I had wedrifid telling me the same yesterday, that my tone isn’t appropriate when I wrote about his superior and rational use of the reputation system here, when I was actually just being honest. I’m not good at social signaling, sorry.
I think we are talking past each other. The way I see it is that a constraint is part of the design specifications of that which is optimized. Disregarding certain specifications will not allow it to optimize whatever it is optimizing with maximal efficiency.
Not an expert, and not offended.
What was puzzling me was that I said in the first place that I was reasoning by analogy to humans and that this was a tricky thing to do, so when you classified this as anthropomorphic my reaction was “well, yes, that’s what I said.”
Since it seemed to me you were repeating something I’d said, I assumed your intention was to agree with me, though it didn’t sound like it (and as it turned out, you weren’t).
And, yes, I’ve noticed that tone is a problem in a lot of your exchanges, which is why I’m basically disregarding tone in this one, as I said before.

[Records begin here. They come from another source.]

Issue #834, opened 2022-01-26
Changing timestamp type to int64


staheri14:
Following the discussion in https://github.com/vacp2p/rfc/issues/448, the decision has been made to use `int64` type to represent `timestamp` values across wakuv2 protocols where the time values going to indicate the Unix epoch time in milliseconds. This includes
-  [`timestamp`](https://github.com/status-im/nim-waku/blob/4421b8de0074574c3740b71a197b4f6eeb90c1c5/waku/v2/protocol/waku_message.nim#L27) field of [`WakuMessage`](https://rfc.vac.dev/spec/14/#wakumessage). 
- [`senderTime`](https://github.com/status-im/nim-waku/blob/4421b8de0074574c3740b71a197b4f6eeb90c1c5/waku/v2/utils/pagination.nim#L14) and [`receiverTime`](https://github.com/status-im/nim-waku/blob/4421b8de0074574c3740b71a197b4f6eeb90c1c5/waku/v2/utils/pagination.nim#L13) fields of [`Index`](https://rfc.vac.dev/spec/13/#index)  object used for pgaination in the store protocol.

This change will touch the following parts of the codebase (non-exclusive):
- [Waku store protocol](https://github.com/status-im/nim-waku/tree/master/waku/v2/protocol/waku_store)
- [WakuMessage](https://github.com/status-im/nim-waku/blob/master/waku/v2/protocol/waku_message.nim)
- Message store interface: https://github.com/status-im/nim-waku/blob/master/waku/v2/node/storage/message/message_store.nim
- Waku message store and the `Message` table schema: https://github.com/status-im/nim-waku/blob/master/waku/v2/node/storage/message/waku_message_store.nim
- A subset of wakunode2 JSON RPC APIs: https://github.com/status-im/nim-waku/tree/master/waku/v2/node/jsonrpc

# Acceptance Criteria
- [ ] The codebase should be refactored to accommodate this change (making sure all the tests pass successfully)
- [ ] The corresponding specs i.e., [Waku2-Store](https://rfc.vac.dev/spec/13/) and [Waku2-Message](https://rfc.vac.dev/spec/14/) should reflect this change
- [ ] [Changelog](https://github.com/status-im/nim-waku/blob/master/CHANGELOG.md) should have an entry briefly explaning this update
- [ ] A migration script should be added to [migration scripts directory](https://github.com/status-im/nim-waku/tree/master/waku/v2/node/storage/migration/migrations_scripts/message) to handle the schema update in the `Message` table

PR #842, opened 2022-02-03
Refactoring timestamps

s1fr0:
We introduces a new type `Timestamp` for all timestamps in waku v2.  The type `Timestamp` is currently set to be an alias for `int64` (see [utils/time](https://github.com/status-im/nim-waku/blob/int64-timestamps/waku/v2/utils/time.nim)) and all times have now nanosecond resolution.

In particular this PR addresses the following items of [#834](https://github.com/status-im/nim-waku/issues/834):

- [x] The codebase should be refactored to accommodate this change (making sure all the tests pass successfully)
- [x] [Changelog](https://github.com/status-im/nim-waku/blob/int64-timestamps/CHANGELOG.md) should have an entry briefly explaning this update
- [x] A migration script should be added to [migration scripts directory](https://github.com/status-im/nim-waku/tree/int64-timestamps/waku/v2/node/storage/migration/migrations_scripts/message) to handle the schema update in the `Message` table


arnetheduck:
As a general recommendation, going with nanoseconds-since-epoch for timestamps is the "standard" these days, and has few downsides (except perhaps that you need to copypaste a bigger number).

jm-clius:
> As a general recommendation, going with nanoseconds-since-epoch for timestamps is the "standard" these days, and has few downsides (except perhaps that you need to copypaste a bigger number).

Right, from my side I have no strong preference i.t.o. resolution, but it may make sense to do the more standard thing. It's probably a good idea to get input from the other waku clients here as well, in case they have a reason to prefer a specific timestamp resolution. @richard-ramos @D4nte 

cc @staheri14

tests/v2/test_jsonrpc_waku.nim
```diff
@@ -102,7 +102,7 @@ procSuite "Waku v2 JSON-RPC API":
       response == true
     
     # Publish a message on the default topic
-    response = await client.post_waku_v2_relay_v1_message(defaultTopic, WakuRelayMessage(payload: @[byte 1], contentTopic: some(defaultContentTopic), timestamp: some(epochTime())))
+    response = await client.post_waku_v2_relay_v1_message(defaultTopic, WakuRelayMessage(payload: @[byte 1], contentTopic: some(defaultContentTopic), timestamp: some(int64(epochTime()))))
```
jm-clius, line 105: I know for tests we don't care as much about the accuracy of the timestamps, but `int64(epochTime())` will convert the epochTime to a timestamp with _second_ resolution by simply stripping off the fractional part.
In order to avoid having to convert by `*1000` (or `*1000000000` if we move to ns), I think it's probably best to add a utility function somewhere that takes a `float64` timestamp (seconds resolution, with sub-seconds after the decimal) and convert it to `int64` in the desired resolution. In fact, if such a util doesn't already exist in a submodule, we can provide a `getNanosecondTime(): int64` function that even reads the epoch time on behalf of the module calling the function. This way the logic resides in one place and can be used by all tests and modules.

jm-clius (commented):
Good to see this coming along!

Minor comment below about moving the utility for getting (and converting) the int64 timestamp to a utility module. This way it's unit testable and we don't need to have a lot of "magic multipliers of *1000" across the code.

staheri14:
> As a general recommendation, going with nanoseconds-since-epoch for timestamps is the "standard" these days, and has few downsides (except perhaps that you need to copypaste a bigger number).

I do also have no strong preference, the choice of millisecond was basically to make sure we can break the tie between concurrent messages (when ordering in the store protocol) and thought millisecond is good enough. I am fine with moving to nanosecond if that is standard. 

As Hanno said, would be good to also know @D4nte  and @richard-ramos thoughts.

richard-ramos:
I do like the idea of using nanoseconds and `int64`, because I'd only have to call https://pkg.go.dev/time#Time.UnixNano, instead of the way it is right now (https://github.com/status-im/go-waku/blob/master/waku/v2/utils/time.go#L7-L9) where I have to convert from nanoseconds to seconds, with the decimal part being the nanoseconds, to be able to match nim `epochTime()`

s1fr0:
Added in utils/time.nim some time utility functions to convert Unix float to ms, us, ns resolution (default nanoseconds).

D4nte:
Milliseconds is the standard in JavaScript so we'll pad right with zeroes.

waku/common/wakubridge.nim
```diff
@@ -91,7 +91,7 @@ func toWakuMessage(env: Envelope): WakuMessage =
   # Translate a Waku v1 envelope to a Waku v2 message
   WakuMessage(payload: env.data,
               contentTopic: toV2ContentTopic(env.topic),
-              timestamp: float64(env.expiry - env.ttl),
+              timestamp: int64(env.expiry - env.ttl),
```
staheri14, line 94: If `env.expiry` and `env.ttl` have a different resolution, then this needs to be converted to nanosecond

waku/v2/node/storage/migration/migrations_scripts/message/00002_addSenderTimeStamp.up.sql
```diff
@@ -26,4 +26,4 @@ INSERT INTO Message (id, receiverTimestamp, contentTopic, pubsubTopic, payload,
     SELECT id, timestamp, contentTopic, pubsubTopic, payload, version, 0
     FROM Message_backup;
 
-DROP TABLE Message_backup;
\ No newline at end of file
+DROP TABLE Message_backup;
```
staheri14, line 29: This file does not need to be changed, it is the migration script of an old version of db

waku/v2/protocol/waku_message.nim
```diff
@@ -10,6 +10,7 @@
 
 import
   libp2p/protobuf/minprotobuf
+import libp2p/varint
```
staheri14, line 13: You can combine these two imports into one like:
```
import
  libp2p/protobuf/minprotobuf
  libp2p/varint
```

waku/v2/node/storage/message/waku_message_store.nim
```diff
@@ -61,7 +61,7 @@ method put*(db: WakuMessageStore, cursor: Index, message: WakuMessage, pubsubTop
   ## 
   let prepare = db.database.prepareStmt(
     "INSERT INTO " & TABLE_TITLE & " (id, receiverTimestamp, contentTopic, payload, pubsubTopic, version, senderTimestamp) VALUES (?, ?, ?, ?, ?, ?, ?);",
-    (seq[byte], float64, seq[byte], seq[byte], seq[byte], int64, float64),
+    (seq[byte], int64, seq[byte], seq[byte], seq[byte], int64, int64),
     void
   )
```
staheri14, line 67: Lines 94 and 110 of this file also need change (The receiver timestamp and sender timestamp should be treated as int not double)

```
receiverTimestamp = sqlite3_column_double(s, 0)
```

```
senderTimestamp = sqlite3_column_double(s, 5)
```

waku/v2/protocol/waku_store/waku_store.nim
```diff
@@ -663,12 +670,12 @@ proc resume*(ws: WakuStore, peerList: Option[seq[RemotePeerInfo]] = none(seq[Rem
...
   
-  var currentTime = epochTime()
-  var lastSeenTime: float = findLastSeen(ws.messages.allItems())
+  var currentTime = getNanosecondTime(epochTime())
+  var lastSeenTime: int64 = findLastSeen(ws.messages.allItems())
   debug "resume", currentEpochTime=currentTime
   
   # adjust the time window with an offset of 20 seconds
-  let offset: float64 = 200000
+  let offset: int64 = 200000
```
staheri14, line 678: The time literals need to be converted to the nanosecond, in here `20000` is in millisecond (supposed to represent 20 seconds), without conversion, it is rendered as `20000` nanoseconds.

staheri14: BTW, `200000` has an issue, it is 200 seconds not 20 seconds, please drop one zero from it (it is not related to your PR, I just realized this is a bug)

waku/v2/utils/time.nim
```diff
@@ -0,0 +1,15 @@
+## Contains types and utilities for timestamps.
+
```
staheri14, line 2: I'd suggest defining a `Timestamp` type in this module (as an alias for int64), and replacing all the int64 types in the code with that. It makes it easier to keep track of all the timestamp values in the code and potentially makes future changes and refactoring easier.

staheri14 (commented):
Thanks for the PR, and congratulation!
I have left some comments. Once done, please let me know and I'll review again.

waku/v2/node/storage/migration/migrations_scripts/message/00002_addSenderTimeStamp.up.sql
s1fr0: Indeed, I accidentally removed the line and later restored

waku/v2/node/storage/message/waku_message_store.nim
s1fr0: In light of the new type Timestamp definition, is it worth to define a sqlite3_column_timestamp?

jm-clius (approved):
LGTM! Thanks, this goes a long way to clearing up how we use timestamps. :)

I think a good future follow-up (not for this PR) would be to also abstract the `std/times` functions, such as `epochTime()` or `getTime().toUnix()`, to our own `time` util. It could provide for example a `proc getCurrentNano*(): Timestamp` export that provides calling modules with the current epoch time as a nanosecond `Timestamp`, without having to understand or import `std/times` themselves.

waku/v2/protocol/waku_rln_relay/waku_rln_relay_utils.nim
```diff
@@ -426,7 +426,6 @@ proc compare*(e1, e2: Epoch): int64 =
     epoch2 = fromEpoch(e2)
   return int64(epoch1) - int64(epoch2)
 
-
```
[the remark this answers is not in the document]
s1fr0: Sure, I was trying to trigger Jenkins again, since yesterday it seems it had some network issues. I would have simply re-run the tests, sorry!

jm-clius:
Two things I forgot to add:
1. Depending on a discussion in https://github.com/vacp2p/rfc/pull/483, we likely need to bump the [`protocol-id`/Codec](https://github.com/status-im/nim-waku/blob/master/waku/v2/protocol/waku_store/waku_store.nim#L46) to indicate us breaking backwards compatibility on the protocol.
2. All commits need to be signed for the PR to be mergeable (see [e.g. this doc](https://docs.github.com/en/authentication/managing-commit-signature-verification/signing-commits))

staheri14:
Thanks, @s1fr0 for addressing the comments, I'll review it during the day. A quick note about the PR description, it is conventional and good practice to have a PR description as well as to link the PR to the original GitHub issue (if any, which in your case is https://github.com/status-im/nim-waku/issues/834). This would allow reviewers to have a better context about the problem that the PR aims to solve :)
As for the PR description, you can get inspiration from old PRs like https://github.com/status-im/nim-waku/pull/844 and https://github.com/status-im/nim-waku/pull/835

waku/v2/node/storage/message/waku_message_store.nim
staheri14: No need for that, the underlying `sqlite3_gen` already has support for `sqlite3_column_int64`

waku/v2/utils/time.nim
```diff
@@ -0,0 +1,24 @@
...
+proc getMicrosecondTime*[T](timeInSeconds: T): Timestamp = 
+  var us = Timestamp(timeInSeconds*1000000)
+  return us
+
+proc getMillisecondTime*[T](timeInSeconds: T): Timestamp = 
+  var ms = Timestamp(timeInSeconds*1000)
+  return ms
+
+proc column_timestamp*(a1: ptr sqlite3_stmt, iCol: cint): int64 =
```
staheri14, line 23: Thanks for defining this proc, though I think it is also ok to use the `sqlite3_column_int64` directly in the code. I'd like to hear @jm-clius opinion as well

staheri14:
> 1. Depending on a discussion in [Refactoring timestamps vacp2p/rfc#483](https://github.com/vacp2p/rfc/pull/483), we likely need to bump the [`protocol-id`/Codec](https://github.com/status-im/nim-waku/blob/master/waku/v2/protocol/waku_store/waku_store.nim#L46) to indicate us breaking backwards compatibility on the protocol.

Good point, and also we may need to update the protocol id of other protocols that directly use `WakuMessage` e.g., filter and lightpush? @jm-clius

waku/v2/node/storage/message/waku_message_store.nim
s1fr0: Using `sqlite3_column_int64` might partially defeat the changes proposed in [this](https://github.com/status-im/nim-waku/pull/842#discussion_r801149390) comment. I defined a `column_timestamp` which calls `sqlite3_column_int64` in utils/time.

staheri14:
@s1fr0 The PR looks good to me! just awaiting the result of the decision about the protocol id https://github.com/status-im/nim-waku/pull/842#issuecomment-1034305222 (after that I'll approve :) ).

waku/v2/utils/time.nim
s1fr0: [Here](https://github.com/status-im/nim-waku/pull/842#discussion_r803178993) a related comment to this.

staheri14: Fair enough, I cannot see any issue with having a separate proc `column_timestamp`

oskarth:
Temporarily blocked, see https://github.com/vacp2p/rfc/pull/483#issuecomment-1042529641

D4nte:
I can't see the change of the waku store codec string from beta3 to beta4 in this PR, is this expected? @s1fr0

Ah! In that case, I think we agree.
Yes, embedding everything we care about into the optimization target, rather than depending on something outside the optimization process to do important work, is the way to go.
You seemed to be defending the “failsafes” model, which I understand to be importantly different from this, which is where the divergence came from, I think. Apparently I (and, I suspect, some others) misunderstood what you were defending.
Sorry! Glad we worked that out, though.